[Saved data entries]
* * * *
PR #37, opened 2018-08-30
♻️(build) make theme configurable in docker build

sampaccoud:
## Purpose

Port https://github.com/openfun/fun-platform/pull/36 to Hawthorn 

## Proposal

I re-applied the modifications manually to the master branch where Hawthron lives.

### DIFF
--- a/config/cms/docker_build_production.py
+++ b/config/cms/docker_build_production.py
@@ -3,9 +3,13 @@
 
 from openedx.core.lib.derived import derive_settings
 
+from lms.envs.fun.utils import Configuration
 from path import Path as path
 
 from ..common import *
+
+# Load custom configuration parameters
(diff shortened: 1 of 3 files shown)


config/cms/docker_build_production.py
```diff
@@ -17,6 +21,9 @@
 STATIC_URL = "/static/studio/"
 STATIC_ROOT = path("/edx/app/edxapp/staticfiles/studio")
 
+# Allow setting a custom theme
+DEFAULT_SITE_THEME = config("DEFAULT_SITE_THEME", default=None)
```
sampaccoud: @jmaupetit I will remove this later if you confirm that it is not necessary because update_assets builds all themes anyway...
* * * *
• **What needs to be done**
Output each line of the records above exactly, beginning at the first, and stop once the line containing "from path import Path as path" has been output.

• **Completed exercise**
PR #37, opened 2018-08-30
♻️(build) make theme configurable in docker build

sampaccoud:
## Purpose

Port https://github.com/openfun/fun-platform/pull/36 to Hawthorn 

## Proposal

I re-applied the modifications manually to the master branch where Hawthron lives.

### DIFF
--- a/config/cms/docker_build_production.py
+++ b/config/cms/docker_build_production.py
@@ -3,9 +3,13 @@
 
 from openedx.core.lib.derived import derive_settings
 
+from lms.envs.fun.utils import Configuration
 from path import Path as path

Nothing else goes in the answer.